In [37]:
import json
import numpy as np
from sentence_transformers import SentenceTransformer
import pandas as pd

Embedding the rerieved concepts

In [38]:
#Lets load the concepts from the json file
with open('ipcc_concepts.json', 'r', encoding='utf-8') as f:
    concepts = json.load(f)

#in the json file, concepts and their descriptions are stored as a list of dictionaries
# To get proper fixed query embeddings for our retrieval pipeline, we will concatenate the concept name and description
concept_texts = [f"{concept['concept']}: {concept['definition']}" for concept in concepts]
concept_names = [concept['concept'] for concept in concepts]

In [39]:
# Embedding with the same three models we used for the MP's
model_name1 = 'sentence-transformers/LaBSE'
model1 = SentenceTransformer(model_name1)

model_name2 = 'sentence-transformers/all-MiniLM-L6-v2'
model2 = SentenceTransformer(model_name2)

model_name3 = 'sentence-transformers/all-mpnet-base-v2'
model3 = SentenceTransformer(model_name3)

In [40]:
concept_embeddings_LaBSE = model1.encode(concept_texts, convert_to_tensor=True) # Embedding with model 1
# convert_to_tensor=True ensures the output is a tensor, this makes it easier to work with for similarity search

concept_embeddings_MiniLM = model2.encode(concept_texts, convert_to_tensor=True) # Embedding with model 2

concept_embeddings_MPNet = model3.encode(concept_texts, convert_to_tensor=True) # Embedding with model 3

THE Retrieval

In [41]:
import torch #for creating tensors

#loading the targets
df_LaBSE = pd.read_parquet("WG_MPs_LaBSE_Embeddings.parquet")
df_MiniLM = pd.read_parquet("WG_MPs_MiniLM_Embeddings.parquet")
df_MPNet = pd.read_parquet("WG_MPs_mpnet_Embeddings.parquet")

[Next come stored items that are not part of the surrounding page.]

PR #409, opened 2019-03-11
Allow thing handler to skip device initialization and execute it on config update

### LINKED ISSUE #403: Initialize device only when it is first discovered
With #342, in `ZigBeeBaseChannelConverter` the device initialization and converter initialization has been split into two methods, so that it becomes possible to only initialize the device, or the converter, or both.

This issue is for implementing the following extension suggested by @cdjackson in #338:
> Initially I would simply propose to call both methods during initialisation, however a further extension is to only call configure when the device is first discovered (need to think how this is detected) and it may also be useful to provide a user action to allow the user to manually re-configure the device (which would be especially useful for battery devices).

The basic idea is to introduce a boolean config parameter `zigbee_initialise_device` for things. The `ZigBeeThingHandler` will initialize the device only of this parameter is set to `true`, and it will set the parameter to `false` afterwards. The parameter will be set to `true` by the discovery service, so that the device is always initialized after discovery. Users can manually re-configure the device by updating the value of the parameter to `true`.

TomTravaglino:
Resolves #403

This PR provides a solution that allows the thing handler to skip device initialization if it has been done previously. Furthermore it allows to execute a device (re-)initialization by updating the thing config.

In detail:
- Introduced thing property 'zigbee_initialised'. The property will be
  checked before the channels are initialized and skips the device
  initialization when it is 'true'. On the first initialization the
  property will be set to 'true' after the channel initialization.
- Introduced thing config parameter 'zigbee_initialise_device' in order
  to allow the user to (re-)initialize the device by updating the
  config. The config parameter will be checked when the config is
  updated and executes a device initialization by disposing and initializing the thing handler


TomTravaglino:
@hsudbrock As discussed, please join this PR and do a review.

org.openhab.binding.zigbee/src/main/java/org/openhab/binding/zigbee/handler/ZigBeeThingHandler.java
```diff
@@ -423,6 +431,22 @@ private synchronized void doNodeInitialisation() {
         coordinatorHandler.serializeNetwork();
     }
 
+    private synchronized void reinitializeDevice() {
```
hsudbrock: I do not completely understand the workings of this method. It reinitializes the complete node (via `initialiseZigBeeNode`), and adds some listeners, but does not uninitialise everything before (e.g., the channel converters are not disposed). Why is this OK?

I had thought that one could either dispose all channel converters and them reinitialize them (including device initialization), or that one could dispose the complete thing handler and reinitialize ist.

WDYT?

org.openhab.binding.zigbee/src/main/java/org/openhab/binding/zigbee/ZigBeeBindingConstants.java
```diff
@@ -218,6 +218,7 @@
     public static final String THING_PROPERTY_ASSOCIATEDDEVICES = "zigbee_devices";
     public static final String THING_PROPERTY_INSTALLCODE = "zigbee_installcode";
     public static final String THING_PROPERTY_STACKCOMPLIANCE = "zigbee_stkcompliance";
+    public static final String THING_PROPERTY_INITIALIZED = "zigbee_initialised";
```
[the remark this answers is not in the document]
TomTravaglino: Sound good to me

org.openhab.binding.zigbee/src/main/java/org/openhab/binding/zigbee/handler/ZigBeeThingHandler.java
```diff
@@ -582,6 +608,9 @@ public void handleConfigurationUpdate(Map<String, Object> configurationParameter
                 case ZigBeeBindingConstants.CONFIGURATION_LEAVE:
                     coordinatorHandler.leave(nodeIeeeAddress);
                     break;
+                case ZigBeeBindingConstants.CONFIGURATION_INITIALIZE_DEVICE:
```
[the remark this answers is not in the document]
TomTravaglino: OK. I will do the change to the entire switch statement.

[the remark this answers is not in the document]
TomTravaglino: Or maybe to all usages of ZigBeeBindingConstants in this class? wdyt?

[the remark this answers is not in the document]
hsudbrock: Both fine for me. (I, personally, would stick to the changes relevant to this PR.)

org.openhab.binding.zigbee/src/main/java/org/openhab/binding/zigbee/handler/ZigBeeThingHandler.java
TomTravaglino: You're right, something went totally wrong here. Will change it to this:
```
    private synchronized void reinitializeDevice() {
        dispose();
        initialize();
    }
```

org.openhab.binding.zigbee/src/main/java/org/openhab/binding/zigbee/handler/ZigBeeThingHandler.java
```diff
@@ -350,6 +352,8 @@ private synchronized void doNodeInitialisation() {
                 updateThing(thingBuilder.build());
             }
 
+            Boolean initializeDevice = !Boolean.valueOf(thing.getProperties().get(THING_PROPERTY_INITIALIZED));
```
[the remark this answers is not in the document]
TomTravaglino: Not really. Can change it.

TomTravaglino:
@hsudbrock I updated the PR

org.openhab.binding.zigbee/src/main/java/org/openhab/binding/zigbee/handler/ZigBeeThingHandler.java
```diff
@@ -364,7 +369,7 @@ private synchronized void doNodeInitialisation() {
                 }
 
                 logger.debug("{}: Initializing channel {} with {}", nodeIeeeAddress, channel.getUID(), handler);
-                if (handler.initializeDevice() == false) {
+                if (initializeDevice && handler.initializeDevice() == false) {
```
hsudbrock: Suggestion: Add a log statement somewhere that device initialization is skipped, because the device is already initialized. WDYT?

org.openhab.binding.zigbee/src/main/java/org/openhab/binding/zigbee/handler/ZigBeeThingHandler.java
```diff
@@ -423,6 +432,11 @@ private synchronized void doNodeInitialisation() {
         coordinatorHandler.serializeNetwork();
     }
 
+    private synchronized void reinitializeDevice() {
+        dispose();
```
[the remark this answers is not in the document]
TomTravaglino: 👍

org.openhab.binding.zigbee/src/main/java/org/openhab/binding/zigbee/handler/ZigBeeThingHandler.java
```diff
@@ -8,6 +8,8 @@
  */
 package org.openhab.binding.zigbee.handler;
 
+import static org.openhab.binding.zigbee.ZigBeeBindingConstants.*;
```
cdjackson: Personally I don't like static imports - especially importing all constants in this way as I think it's prone to error. Is this something DT do as standard? My preference is to define the class name with the constants - I know it's arguably less readable, but IMHO it's more understandable, and less prone to error.

org.openhab.binding.zigbee/src/main/java/org/openhab/binding/zigbee/handler/ZigBeeThingHandler.java
```diff
@@ -394,6 +399,10 @@ private synchronized void doNodeInitialisation() {
                     stateDescriptions.put(channel.getUID(), stateDescription);
                 }
             }
+
+            if (initializeDevice) {
```
cdjackson: Why is there the need for the ```if``` statement here? For the sake of simply writing the property on every startup (not a high frequency operation) you could remove this and just update the property?

org.openhab.binding.zigbee/src/main/java/org/openhab/binding/zigbee/handler/ZigBeeThingHandler.java
```diff
@@ -394,6 +399,10 @@ private synchronized void doNodeInitialisation() {
...
+                thing.setProperty(THING_PROPERTY_DEVICE_INITIALIZED, Boolean.TRUE.toString());
```
cdjackson: It seems possible to incorrectly report that the device is initialised when it isn't?

This statement will always set the device_initialised to true - even if the device was not actually initialised. By this, I mean if there is an error above, you ignore the error and we still say the device is initialised.

Personally, I think that if the user, or system, wanted to initialise the device, and it fails, then we should not set this property to true. This would allow it to retry on next startup rather than leave the device unusable.

org.openhab.binding.zigbee/src/main/java/org/openhab/binding/zigbee/handler/ZigBeeThingHandler.java
hsudbrock: Not a standard at DT :) I, personally, am fine with both, as long as it is consistent within the class... So if you prefer not using static imports, fine with me, Chris.

TomTravaglino: OK. I will remove the static imports and use the class name instead.

org.openhab.binding.zigbee/src/main/java/org/openhab/binding/zigbee/handler/ZigBeeThingHandler.java
TomTravaglino: Will remove the `if` statement

org.openhab.binding.zigbee/src/main/java/org/openhab/binding/zigbee/handler/ZigBeeThingHandler.java
TomTravaglino: You're right. I will change it and set the property to `true` only if all channels are initialized successfully.

hsudbrock:
@TomTravaglino Should the new config parameter also be added to the config description? (Probably as an advanced parameter?)

TomTravaglino:
> Should the new config parameter also be added to the config description

Yes. I add it to `device.xml`

hsudbrock:
> And to the static thing types too?

What would be the reason for *not*  adding it to the static thing types?

cdjackson:
Regarding this config parameter - this could get messy. I think that without this in the XML (ie ALL xmls for all things) then there might be problems. Certainly it will not be possible for users to reinitialise their devices.

I wonder if it might not be better to instead use a Config Parameter Provider to provide this to all ZigBee thing types rather than require it to be added to all XML files. This might be less error prone?

org.openhab.binding.zigbee/src/main/java/org/openhab/binding/zigbee/handler/ZigBeeThingHandler.java
```diff
@@ -582,6 +605,9 @@ public void handleConfigurationUpdate(Map<String, Object> configurationParameter
                 case ZigBeeBindingConstants.CONFIGURATION_LEAVE:
                     coordinatorHandler.leave(nodeIeeeAddress);
                     break;
+                case ZigBeeBindingConstants.CONFIGURATION_INITIALIZE_DEVICE:
+                    initializeDevice = true;
```
TomTravaglino: I'm wondering if I need to check the value of the config param instead of just setting the variable to `true`

cdjackson: I don't see why? 
If it's previously false, you set it to true so it initialises as requested. If it was previously true, then you will still initialise as requested.

TomTravaglino:
> Regarding this config parameter - this could get messy. I think that without this in the XML (ie ALL xmls for all things) then there might be problems. Certainly it will not be possible for users to reinitialise their devices.
> 
> I wonder if it might not be better to instead use a Config Parameter Provider to provide this to all ZigBee thing types rather than require it to be added to all XML files. This might be less error prone?

@cdjackson

cdjackson:
Yes

TomTravaglino:
I discussed the ‘Config Parameter Provider’ idea with @triller-telekom and we came to the conclusion that such a solution needs ‘some’ work to be done. In addition, the mac address is currently also defined in the XML. My PR implements that the reportings and cluster bindings are only configured once for each device. Implementing a generic provider for various kinds of thing properties is IMHO out of scope for this PR. Our proposal is to let this PR as it is and create a new issue for the ‘Config Parameter Provider’ solution. WDYT?

cdjackson:
> we came to the conclusion that such a solution needs ‘some’ work to be done.

Yes, but it's not much is it? And it makes this PR usable - otherwise this PR leaves hidden dependencies.

> Implementing a generic provider for various kinds of thing properties is IMHO out of scope for this PR.

I disagree since without this, we end up with a dependency that will probably be forgotten, and will stop devices working.  What I'm worried about is if we implement these sort of changes that are only partly working, it's fine for Qivicon where Deutsche Telekom people can manage your system and your thing definitions, but it will likely be left to me to work out the problems with openHAB.

I'm happy to move it to another PR if you plan to provide that in the coming couple of weeks, otherwise I would prefer to see it here so that this feature doesn't have hidden dependencies.

hsudbrock:
I just discussed this issue with @triller-telekom. First, we see Chris' point that it might cause issues adding this to all static thing types; in particular, if there is someone out there having own static thing types that are not provided by the open source binding, then these would not get the new config parameter.

We took a look at what is currently implemented in the `ZigBeeThingHandler`; it already acts as a `ConfigDescriptionProvider`, providing additional config parameters for some things with the generic thing type. We could simply have this `ConfigDescriptionProvider` also provide this PR's new parameter `zigbee_initialise_device`. This appears (a) simpler than adding new `config parameter providers` as discussed above (as this is not yet provided by the openHAB core bundles, and would hence need more work), and (b) would nicely fit into the existing code regarding dynamically provided config parameters.

From the code perspective, this could look like this in the `ZigBeeThingHandler.doNodeInitialisation` (instead of the current code [here](https://github.com/openhab/org.openhab.binding.zigbee/blob/8276ff250a72c931bebd44a6da23865ca2088413/org.openhab.binding.zigbee/src/main/java/org/openhab/binding/zigbee/handler/ZigBeeThingHandler.java#L254-L279)), where we add the new config parameter for all things:

```
        List<ConfigDescriptionParameter> parameters = new ArrayList<ConfigDescriptionParameter>();
        parameters.add(ConfigDescriptionParameterBuilder.create("zigbee_initialise_device", Type.BOOLEAN)
                .withAdvanced(true).withDescription("Set to true to reinitialise binds and reporting on the device")
                .withLabel("Reinitialise device").withRequired(false).build());

        if (getThing().getThingTypeUID().equals(ZigBeeBindingConstants.THING_TYPE_GENERIC_DEVICE)) {
            // Dynamically create the channels from the device
            // Process all the endpoints for this device and add all channels as derived from the supported clusters
            nodeChannels = new ArrayList<>();
            for (ZigBeeEndpoint endpoint : coordinatorHandler.getNodeEndpoints(nodeIeeeAddress)) {
                logger.debug("{}: Checking endpoint {} channels", nodeIeeeAddress, endpoint.getEndpointId());
                nodeChannels.addAll(channelFactory.getChannels(getThing().getUID(), endpoint));
            }
            logger.debug("{}: Dynamically created {} channels", nodeIeeeAddress, nodeChannels.size());

            for (ZclClusterConfigHandler handler : configHandlers) {
                parameters.addAll(handler.getConfiguration());
            }
        } else {
            // We already have the correct thing type so just use the channels
            nodeChannels = getThing().getChannels();
            logger.debug("{}: Using static definition with existing {} channels", nodeIeeeAddress, nodeChannels.size());
        }

        try {
            configDescription = new ConfigDescription(new URI("thing:" + getThing().getUID()), parameters);
        } catch (URISyntaxException e) {
            logger.debug("Error creating URI for thing description:", e);
        }
```

WDYT, @cdjackson and @TomTravaglino ? Would this meet both your concerns?

TomTravaglino:
I considered a very similar approach this morning. But to me it lookes like it works for generic devices since you create a new config description and put it into the device. But it was not yet clear to me if you can handle it that way when a static thing type already provides its own config description. I think this approach would overwrite it. Maybe I missed something so I first wanted to discuss it with someone of you.

hsudbrock:
> I think this approach would overwrite it.

The `ConfigDescriptionRegistry` merges the config description provided by a thing type with the config descriptions provided by `ConfigDescriptionProvider`s (in our case, the `ZigBeeThingHandler`).  (See the implementation of `ConfigDescriptionRegistry.getConfigDescription(URI uri, Locale locale)` for details.) I.e., it is not overwritten.

TomTravaglino:
Thanks for the input. Then the approach should be fine.

TomTravaglino:
I updated the PR

TomTravaglino:
PR is updated

org.openhab.binding.zigbee/src/main/java/org/openhab/binding/zigbee/handler/ZigBeeThingHandler.java
```diff
@@ -251,6 +252,9 @@ private synchronized void doNodeInitialisation() {
 
         List<Channel> nodeChannels;
 
+        List<ConfigDescriptionParameter> parameters = new ArrayList<ConfigDescriptionParameter>();
+        parameters.addAll(ZigBeeConfigDescriptionParameters.getParameters());
```
hsudbrock: Why do you add those explicitly here, and not put them directly into the array list constructor?

org.openhab.binding.zigbee/src/main/java/org/openhab/binding/zigbee/handler/ZigBeeThingHandler.java
```diff
@@ -363,10 +369,17 @@ private synchronized void doNodeInitialisation() {
...
+                if (initializeDevice) {
+                    logger.debug("{}: Initializing channel {} with {}", nodeIeeeAddress, channel.getUID(), handler);
+                    if (handler.initializeDevice() == false) {
+                        logger.info("{}: Channel {} failed to initialise device", nodeIeeeAddress, channel.getUID());
+                        channelInitializationSuccessful = false;
+                        continue;
+                    }
+                } else {
+                    logger.debug(
+                            "{}: Initialization of channel {} with {} will be skipped as the device is already initialized",
```
hsudbrock: This log message sounds wrong, as the channel is still initialized (but only the converter part - just the device initialization part is skipped).

Correct would be something like "Device initialization for channel {} with {} is skipped as the device is already initialized".

IMHO, it would be even better to not log this for every channel, but rather use a single log message stating that device initialization is skipped for all channels (in the case that `initializeDevice` is false).

org.openhab.binding.zigbee/src/main/java/org/openhab/binding/zigbee/handler/ZigBeeThingHandler.java
```diff
@@ -423,6 +439,12 @@ private synchronized void doNodeInitialisation() {
         coordinatorHandler.serializeNetwork();
     }
 
+    private synchronized void reinitializeDevice() {
```
hsudbrock: Reading this now, the method name seems wrong. This method reinitializes the thing handler, and not the device. In fact, it will only reinitialize the device if the `THING_PROPERTY_DEVICE_INITIALIZED` was set to `false` before (which you do in `handleConfigurationUpdate`).

I suggest to either rename the method, or set the thing property in here, to fix this issue.

org.openhab.binding.zigbee/src/main/java/org/openhab/binding/zigbee/handler/ZigBeeThingHandler.java
```diff
@@ -597,6 +624,11 @@ public void handleConfigurationUpdate(Map<String, Object> configurationParameter
 
         // Persist changes
         updateConfiguration(configuration);
+
+        if (initializeDevice) {
```
hsudbrock: Question: What is the difference for you between `initializeDevice` and `reinitializeDevice`? (If there is none, you could use one of the words both for the variable and the method.)

org.openhab.binding.zigbee/src/main/java/org/openhab/binding/zigbee/handler/ZigBeeThingHandler.java
```diff
@@ -251,6 +252,9 @@ private synchronized void doNodeInitialisation() {
 
         List<Channel> nodeChannels;
 
+        List<ConfigDescriptionParameter> parameters = new ArrayList<ConfigDescriptionParameter>();
```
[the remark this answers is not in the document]
TomTravaglino: I will change it.

org.openhab.binding.zigbee/src/main/java/org/openhab/binding/zigbee/internal/ZigBeeConfigDescriptionParameters.java
```diff
@@ -0,0 +1,41 @@
...
+
+import org.eclipse.smarthome.config.core.ConfigDescriptionParameter;
+import org.eclipse.smarthome.config.core.ConfigDescriptionParameterBuilder;
+
+/**
+ * Provides {@link ConfigDescriptionParameter}s which are supposed to exist in all things
+ */
+public class ZigBeeConfigDescriptionParameters {
+
+    private static final String PARAM_ZIGBEE_INITIALISE_DEVICE_NAME = "zigbee_initialise_device";
```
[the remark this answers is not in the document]
TomTravaglino: Will replace it.

org.openhab.binding.zigbee/src/main/java/org/openhab/binding/zigbee/handler/ZigBeeThingHandler.java
TomTravaglino: No special reason. But I can change it.

org.openhab.binding.zigbee/src/main/java/org/openhab/binding/zigbee/handler/ZigBeeThingHandler.java
TomTravaglino: I can remove this statement and put this one just before the loop:
```
            if (!initializeDevice) {
                logger.debug("{}: Device initialization will be skipped as the device is already initialized",
                        nodeIeeeAddress);
            }
```

org.openhab.binding.zigbee/src/main/java/org/openhab/binding/zigbee/handler/ZigBeeThingHandler.java
TomTravaglino: OK. I will move the statement
```
getThing().setProperty(ZigBeeBindingConstants.THING_PROPERTY_DEVICE_INITIALIZED, Boolean.FALSE.toString());
```
into this method. I think then it's clear what the method is made for.

org.openhab.binding.zigbee/src/main/java/org/openhab/binding/zigbee/handler/ZigBeeThingHandler.java
TomTravaglino: I named the variable `initializeDevice` because it is related to the config param `zigbee_initialise_device`. The method name is `reinitializeDevice` because a re-initialization is what it does when the config param is set to `true`.
Do you think it's confusing or not good to understand?

hsudbrock: > Do you think it's confusing or not good to understand?

I think that it is ok, but not ideal.

org.openhab.binding.zigbee/src/main/java/org/openhab/binding/zigbee/handler/ZigBeeThingHandler.java
```diff
@@ -423,6 +439,12 @@ private synchronized void doNodeInitialisation() {
         coordinatorHandler.serializeNetwork();
     }
 
+    private synchronized void reinitializeDevice() {
+        logger.debug("{}: Reinitializing device", nodeIeeeAddress);
+        dispose();
+        initialize();
```
cdjackson: This seems a bit strange - maybe this is also Hennings issue.

This method ```reinitializeDevice``` doesn't reinitialise the device - it reinitialises the thing handler and the device. I would have expected that when the user wants to reinitialise the device, it just does that.

Or, do you think that because we have updated the device, that we also need to reinitialise all the converters? I'm not sure this is the case (I'd need to think it through some more - maybe you've already done that?). The clusters won't change, so I don't think reinitialising the converters and redetecting the channels and polling is really necessary?

I could be wrong though, and maybe a full reinitialisation and repoll etc is really needed, but this wasn't my expectation when I first introduced this concept.

TomTravaglino: The idea was to re-use the existing methods and so rely on the existing initialization. However, I understand your objection and so I took a closer look at the initialization part. As far as I can see we can initialize the device without the need to re-initialize anything else. I'm implementing a method that initializes only the devices. PR will follow soon.

TomTravaglino:
I update the PR. Now the device can be re-initialized without initializing the thing handler.

cdjackson:
Thanks @TomTravaglino this looks good to me. I'll just let CI re-run after the branch update and then it should be good to merge.

triller-telekom:
@cdjackson Pipeline looks successful now, I guess its ready to be merged now. Thanks for reviewing.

# THe objective is to calculate the cosine similarity between concept embeddings and MP embeddings
# For this we need to stack the embeddings into numpy arrays and convert them to Tensors
mp_embeddings_LaBSE = np.vstack(df_LaBSE['embedding'].values)   
mp_embeddings_MiniLM = np.vstack(df_MiniLM['embedding'].values)
mp_embeddings_MPNet = np.vstack(df_MPNet['embedding'].values)
mp_embeddings_LaBSE = torch.from_numpy(mp_embeddings_LaBSE)
mp_embeddings_MiniLM = torch.from_numpy(mp_embeddings_MiniLM)
mp_embeddings_MPNet = torch.from_numpy(mp_embeddings_MPNet)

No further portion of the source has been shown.